▶ Problem details:
Nothing but the records beneath, reproduced exactly, should appear in the answer.

Saved data entries
══════
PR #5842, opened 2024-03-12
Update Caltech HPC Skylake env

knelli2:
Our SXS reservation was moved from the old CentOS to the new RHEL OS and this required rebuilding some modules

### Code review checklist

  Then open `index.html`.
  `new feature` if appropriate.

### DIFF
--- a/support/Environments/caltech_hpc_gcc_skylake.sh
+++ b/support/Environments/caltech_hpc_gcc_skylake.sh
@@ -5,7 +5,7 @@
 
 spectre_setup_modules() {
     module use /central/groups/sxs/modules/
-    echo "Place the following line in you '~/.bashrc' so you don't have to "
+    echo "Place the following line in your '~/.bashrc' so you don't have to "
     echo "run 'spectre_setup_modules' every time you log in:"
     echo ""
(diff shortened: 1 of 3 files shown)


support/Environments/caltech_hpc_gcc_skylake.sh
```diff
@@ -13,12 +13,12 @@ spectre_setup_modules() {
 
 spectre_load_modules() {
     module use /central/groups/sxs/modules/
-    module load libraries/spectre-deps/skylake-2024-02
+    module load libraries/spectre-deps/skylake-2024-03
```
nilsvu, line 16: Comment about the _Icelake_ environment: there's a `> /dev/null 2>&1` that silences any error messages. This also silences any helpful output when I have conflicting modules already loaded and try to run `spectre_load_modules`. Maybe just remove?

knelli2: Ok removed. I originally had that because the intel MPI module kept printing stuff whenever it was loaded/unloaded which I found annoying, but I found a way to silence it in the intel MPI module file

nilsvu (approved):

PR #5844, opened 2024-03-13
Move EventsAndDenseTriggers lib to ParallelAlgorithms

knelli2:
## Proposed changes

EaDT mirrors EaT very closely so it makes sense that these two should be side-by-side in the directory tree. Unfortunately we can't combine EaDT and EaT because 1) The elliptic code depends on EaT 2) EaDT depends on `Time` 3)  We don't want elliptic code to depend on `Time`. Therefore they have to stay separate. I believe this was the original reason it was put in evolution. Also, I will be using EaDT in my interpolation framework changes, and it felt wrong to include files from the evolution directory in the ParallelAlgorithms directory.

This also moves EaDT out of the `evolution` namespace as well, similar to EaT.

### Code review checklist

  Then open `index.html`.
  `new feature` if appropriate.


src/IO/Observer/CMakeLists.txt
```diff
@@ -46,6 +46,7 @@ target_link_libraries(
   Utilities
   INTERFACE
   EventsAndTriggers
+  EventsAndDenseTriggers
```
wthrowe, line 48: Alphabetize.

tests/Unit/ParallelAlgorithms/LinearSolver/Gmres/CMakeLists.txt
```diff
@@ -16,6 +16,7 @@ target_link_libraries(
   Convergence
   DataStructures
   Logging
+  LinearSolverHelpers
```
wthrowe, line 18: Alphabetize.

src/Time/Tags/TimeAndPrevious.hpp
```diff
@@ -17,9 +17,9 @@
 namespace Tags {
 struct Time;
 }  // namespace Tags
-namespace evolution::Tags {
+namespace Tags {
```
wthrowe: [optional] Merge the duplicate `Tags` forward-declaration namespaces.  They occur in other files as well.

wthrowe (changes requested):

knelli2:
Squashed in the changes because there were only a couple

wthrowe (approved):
══════
▶ Worked solution:
PR #5842, opened 2024-03-12
Update Caltech HPC Skylake env

knelli2:
Our SXS reservation was moved from the old CentOS to the new RHEL OS and this required rebuilding some modules

### Code review checklist

  Then open `index.html`.
  `new feature` if appropriate.

### DIFF
--- a/support/Environments/caltech_hpc_gcc_skylake.sh
+++ b/support/Environments/caltech_hpc_gcc_skylake.sh
@@ -5,7 +5,7 @@
 
 spectre_setup_modules() {
     module use /central/groups/sxs/modules/
-    echo "Place the following line in you '~/.bashrc' so you don't have to "
+    echo "Place the following line in your '~/.bashrc' so you don't have to "
     echo "run 'spectre_setup_modules' every time you log in:"
     echo ""
(diff shortened: 1 of 3 files shown)


support/Environments/caltech_hpc_gcc_skylake.sh
```diff
@@ -13,12 +13,12 @@ spectre_setup_modules() {
 
 spectre_load_modules() {
     module use /central/groups/sxs/modules/
-    module load libraries/spectre-deps/skylake-2024-02
+    module load libraries/spectre-deps/skylake-2024-03
```
nilsvu, line 16: Comment about the _Icelake_ environment: there's a `> /dev/null 2>&1` that silences any error messages. This also silences any helpful output when I have conflicting modules already loaded and try to run `spectre_load_modules`. Maybe just remove?

knelli2: Ok removed. I originally had that because the intel MPI module kept printing stuff whenever it was loaded/unloaded which I found annoying, but I found a way to silence it in the intel MPI module file

nilsvu (approved):

PR #5844, opened 2024-03-13
Move EventsAndDenseTriggers lib to ParallelAlgorithms

knelli2:
## Proposed changes

EaDT mirrors EaT very closely so it makes sense that these two should be side-by-side in the directory tree. Unfortunately we can't combine EaDT and EaT because 1) The elliptic code depends on EaT 2) EaDT depends on `Time` 3)  We don't want elliptic code to depend on `Time`. Therefore they have to stay separate. I believe this was the original reason it was put in evolution. Also, I will be using EaDT in my interpolation framework changes, and it felt wrong to include files from the evolution directory in the ParallelAlgorithms directory.

This also moves EaDT out of the `evolution` namespace as well, similar to EaT.

### Code review checklist

  Then open `index.html`.
  `new feature` if appropriate.


src/IO/Observer/CMakeLists.txt
```diff
@@ -46,6 +46,7 @@ target_link_libraries(
   Utilities
   INTERFACE
   EventsAndTriggers
+  EventsAndDenseTriggers
```
wthrowe, line 48: Alphabetize.

tests/Unit/ParallelAlgorithms/LinearSolver/Gmres/CMakeLists.txt
```diff
@@ -16,6 +16,7 @@ target_link_libraries(
   Convergence
   DataStructures
   Logging
+  LinearSolverHelpers
```
wthrowe, line 18: Alphabetize.

src/Time/Tags/TimeAndPrevious.hpp
```diff
@@ -17,9 +17,9 @@
 namespace Tags {
 struct Time;
 }  // namespace Tags
-namespace evolution::Tags {
+namespace Tags {
```
wthrowe: [optional] Merge the duplicate `Tags` forward-declaration namespaces.  They occur in other files as well.

wthrowe (changes requested):

knelli2:
Squashed in the changes because there were only a couple

wthrowe (approved):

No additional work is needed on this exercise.